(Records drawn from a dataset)

PR #923, opened 2023-03-21
Use a different path for DB file

lmlg:
Unlike the previous PR, this one uses a different DB file path unconditionally. If a DB exists in the previous path, it's copied over beforehand (Similar to what we did in the ceph-mon charm: https://review.opendev.org/c/openstack/charm-ceph-mon/+/876901)

Fixes https://github.com/canonical/operator/issues/909

### DIFF
--- a/ops/main.py
+++ b/ops/main.py
@@ -36,7 +36,8 @@ if TYPE_CHECKING:
     from ops.framework import BoundEvent, EventSource
     from ops.model import Relation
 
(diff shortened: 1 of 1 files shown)


benhoyt:
I don't think we can take this simplistic approach, as it won't work for upgrades. Going to close this for now. Let's discuss approach at #909 if you want to go further with this.

PR #938, opened 2023-05-31
Lock docs dependencies; build docs with recent Sphinx version

benhoyt:
I noticed that my local build of the docs was significantly different from the ReadTheDocs one, so I wanted to get them in sync. The Sphinx version RTD was using was really old, 1.8.6. Now we're relatively up to do on 6.2.1 (we can't go to 7.x yet as the sphinx_rtd_theme theme doesn't yet support 7.x).

Using a recent Sphinx produces somewhat nicer docs, particularly in terms of type annotations. Things like `Optional[Union[Foo, Bar]]` become `Foo | Bar | None` -- much lighter on the eyes. You can view the updated docs [here](https://ops--938.org.readthedocs.build/en/938/).

Per https://docs.readthedocs.io/en/stable/guides/reproducible-builds.html, this updates the .readthedocs.yaml config for the latest format, pins the dependency versions (transitively).

To do the transitive pinning, use a requirements.in (which should be updated by hand) that generates a fully-pinned requirements.txt (which shouldn't be edited). Added the docs/update_requirements.sh script to do this.

Now that we're on a recent Sphinx version, we need to use autodoc_typehints='signature' to avoid the extra empty "Parameters" sections on all classes.


jnsgruk:
@evildmp i wonder if the Canonical/Ubuntu theme could be used here?

jnsgruk:
(And thanks, Ben! This looks much nicer!)

benhoyt:
Going to merge this without further review. This is purely a docs improvement, and we can always address the issue of a Canonical theme in a future PR (is a Sphinx theme something we have lying around?).

PR #941, opened 2023-06-02
Use Canonical-ish theme from canonical/sphinx-docs-starter-pack

benhoyt:
It's not perfect, but I think it's probably an improvement to be more consistent with Canonical styling. We'll update to the Canonical "Vanilla" theme once the web & design team are ready with that.

I definitely don't love the `_compute_navigation_tree` patch we have to do in `conf.py` (it seems like there's an oversight in the Furo theme to not fall back to the "local TOC" like the sphinx-rtd-theme did). But it will do the job for now, and hopefully the Canonical theme will address it properly.

You can view the rendered version here: https://ops--941.org.readthedocs.build/en/941/


jnsgruk (approved):
Nice, thanks!

jnsgruk:
Only thought I had was how we keep the theme styles in sync over time (they could change?)

benhoyt:
@jnsgruk Yeah, my thought exactly. It's going to be a bit manual for now, but per https://library.canonical.com/documentation/read-the-docs-at-canonical, the web and design team are working on a proper Canonical theme for Sphinx. So I think it's okay if this needs to be updated/merged manually till then. At that point we can just reference the canonical Canonical theme.

Issue #920, opened 2023-03-17
Solidify approach to type annotations


benhoyt:
This is a bit of an umbrella issue to cover improvements and documents for using type annotations. Some things that we need to do / investigate:

* [x] Document our recommended approach to type annotations for charmers.
  - In addition to updating our `charmcraft init` templates, I've updated the [Charm Style Guide doc](https://juju.is/docs/sdk/styleguide#heading--type-hints) to mention Pyright as our recommendation.
* [x] Update the charmcraft templates [such as this one](https://github.com/canonical/charmcraft/blob/main/charmcraft/templates/init-kubernetes/src/charm.py.j2) to use type annotations, and `tox -e static` or whatever else needs to work.
  - Fixed in https://github.com/canonical/charmcraft/pull/1137
* [x] API reference: currently `tox -e docs` builds the HTML docs and produces a few dozen errors about missing types and whatnot. This should almost certainly be fixed.
  - Fixed in https://github.com/canonical/operator/pull/942
* [x] Type annotations probably need a full pass over before we "commit" to them, to ensure we've got types on all the public APIs the way we want them.
  - Done in https://github.com/canonical/operator/pull/953 and https://github.com/canonical/operator/issues/911
* [x] Think hard about choice of Mypy vs Pyright: we use Pyright, but if some charm teams use Mypy, will type checking still work? And what's the "right" type checker to use for a library like this? How interchangeable are they?
  - They're definitely not interchangeable. Pyright has smarter type interference and tends to be more thorough, but MyPy remains the default for many projects. In any case, we're recommending Pyright because it seems to be more common for existing charms and it's what the `ops` project itself uses. Plus, the Pyright developers are responsive and respond to issues and fix bugs quickly. So this is what we recommend in the updates Charmcraft templates and what we'll recommend in the docs (see above).

benhoyt:
Getting our generated API docs into shape:

* https://github.com/canonical/operator/pull/938
* https://github.com/canonical/operator/pull/937

benhoyt:
These tasks are all done now, closing.

PR #944, opened 2023-06-07
Update Pyright version to latest (1.1.313)

benhoyt:
This PR updates Pyright to the latest version, 1.1.313, and fixes the errors that resulted.

Boy this was more painful than I expected. It seems to have gotten significantly stricter. I engaged in lots of fighting with the compiler -- if I knew any swear words I'd be using them here. In one case (`_ModelBackend._run`) I stopped fighting and added a `type: ignore`. I think we need to be pragmatic here: the *code* is no worse than it was before, and we can always improve specific things in future PRs.

I also ended up disabling a few more Pyright issues, specifically the following seemed more trouble than they're worth:

* reportPrivateUsage: we do this often in the codebase, for example charm.py and testing.py poke at `_ModelBackend`, which is private
* reportUnnecessaryIsInstance: we do lots of isinstance checks to detect type issues at runtime (we've done this since the beginning, and it's useful for people not using type checking)
* reportUnnecessaryComparison: similar to the above, but for checking "if non_optional_value is None" and the like

Part of https://github.com/canonical/operator/issues/920

### DIFF
--- a/.github/workflows/observability-charm-tests.yaml
+++ b/.github/workflows/observability-charm-tests.yaml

_PROBLEM TO WORK ON:_ Within the entries, how many lines contain the word "probably"? Answer with a number alone.

_TASK RESULT:_ 2